Mao Yingchi, Zhong Haishi, Qi Hai, Ping Ping, Li Xiaofang
College of Computer and Information, Hohai University, Nanjing 210098, China.
School of Computer Information & Engineering, Changzhou Institute of Technology, Changzhou 213032, China.
Sensors (Basel). 2017 Sep 2;17(9):2013. doi: 10.3390/s17092013.

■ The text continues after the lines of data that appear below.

PR #2644, opened 2026-06-10
Handle invalid Studio model env config

quanru:
## Summary

- Convert Studio model connection validation failures from thrown exceptions into structured config errors.
- Show invalid `MIDSCENE_MODEL_FAMILY` values inside the Model Env Config modal instead of letting the renderer crash.
- Allow long validation errors to wrap in the modal and keep the connectivity test disabled while the config is invalid.

## Root Cause

Studio reused `ModelConfigManager.getModelConfig()` during render-time validation. When a saved or typed env value such as `MIDSCENE_MODEL_FAMILY=1` was invalid, `getModelConfig()` threw synchronously, which escaped React rendering and blanked the Studio UI.

## Validation

- `pnpm --filter studio test -- tests/connectivity-env.test.ts tests/model-env-config-modal.test.tsx tests/model-env-storage.test.ts tests/studio-recorder-model-config.test.ts`
- `pnpm run lint`
- `pnpm exec nx build studio`

Notes: lint completed with an existing Biome warning under `.claude/worktrees/...`; the Studio build completed with existing sharp/photon bundle warnings.

### DIFF
--- a/apps/studio/src/renderer/components/ShellLayout/ModelEnvConfigModal.tsx
+++ b/apps/studio/src/renderer/components/ShellLayout/ModelEnvConfigModal.tsx
@@ -225,11 +225,10 @@ export function ModelEnvConfigModal({
     () => resolveModelConnection(envValues),
     [envValues],
   );
-  const configError =
-    'error' in resolvedConnection ? resolvedConnection.error : null;
   const validationError =
-    configError && !configError.startsWith('Missing required keys:')
-      ? configError
+    'error' in resolvedConnection &&
+    resolvedConnection.kind === 'invalid-config'
+      ? resolvedConnection.error
       : null;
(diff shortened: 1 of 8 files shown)


quanru:
Addressed in `ccca2dbfe`.

The model connection helper now returns structured error kinds, so UI validation can keep displaying invalid config errors without throwing. The recorder path only falls back for missing required keys; if a saved Studio env block has all required keys but an invalid value such as `MIDSCENE_MODEL_FAMILY=1`, it now propagates the validation error instead of silently using the visualizer/global config.

Added recorder coverage for both cases:
- incomplete saved env falls back to the visualizer config
- invalid saved env throws and does not fall back

EAGzzyCSL (approved):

Clustering analysis is one of the most important issues in trajectory data mining. Trajectory clustering can be widely applied in the detection of hotspots, mobile pattern analysis, urban transportation control, and hurricane prediction, etc. To obtain good clustering performance, the existing trajectory clustering approaches need to input one or more parameters to calibrate the optimal values, which results in a heavy workload and computational complexity. To realize adaptive parameter calibration and reduce the workload of trajectory clustering, an adaptive trajectory clustering approach based on the grid and density (ATCGD) is proposed in this paper. The proposed ATCGD approach includes three parts: partition, mapping, and clustering. In the partition phase, ATCGD applies the average angular difference-based MDL (AD-MDL) partition method to ensure the partition accuracy on the premise that it decreases the number of the segments after the partition. During the mapping procedure, the partitioned segments are mapped into the corresponding cells, and the mapping relationship between the segments and the cells are stored. In the clustering phase, adopting the DBSCAN-based method, the segments in the cells are clustered on the basis of the calibrated values of parameters from the mapping procedure. The extensive experiments indicate that although the results of the adaptive parameter calibration are not optimal, in most cases, the difference between the adaptive calibration and the optimal is less than 5%, while the run time of clustering can reduce about 95%, compared with the TRACLUS algorithm.
聚类分析是轨迹数据挖掘中最重要的问题之一。轨迹聚类可广泛应用于热点检测、移动模式分析、城市交通控制和飓风预测等领域。为了获得良好的聚类性能,现有的轨迹聚类方法需要输入一个或多个参数来校准最优值,这导致了繁重的工作量和计算复杂度。为了实现自适应参数校准并减少轨迹聚类的工作量,本文提出了一种基于网格和密度的自适应轨迹聚类方法(ATCGD)。所提出的ATCGD方法包括三个部分:划分、映射和聚类。在划分阶段,ATCGD应用基于平均角度差的最小描述长度(AD-MDL)划分方法,在减少划分后段数的前提下确保划分精度。在映射过程中,将划分后的段映射到相应的单元格中,并存储段与单元格之间的映射关系。在聚类阶段,采用基于DBSCAN的方法,根据映射过程中参数的校准值对单元格中的段进行聚类。大量实验表明,虽然自适应参数校准的结果不是最优的,但在大多数情况下,自适应校准与最优值之间的差异小于5%,而与TRACLUS算法相比,聚类运行时间可减少约95%。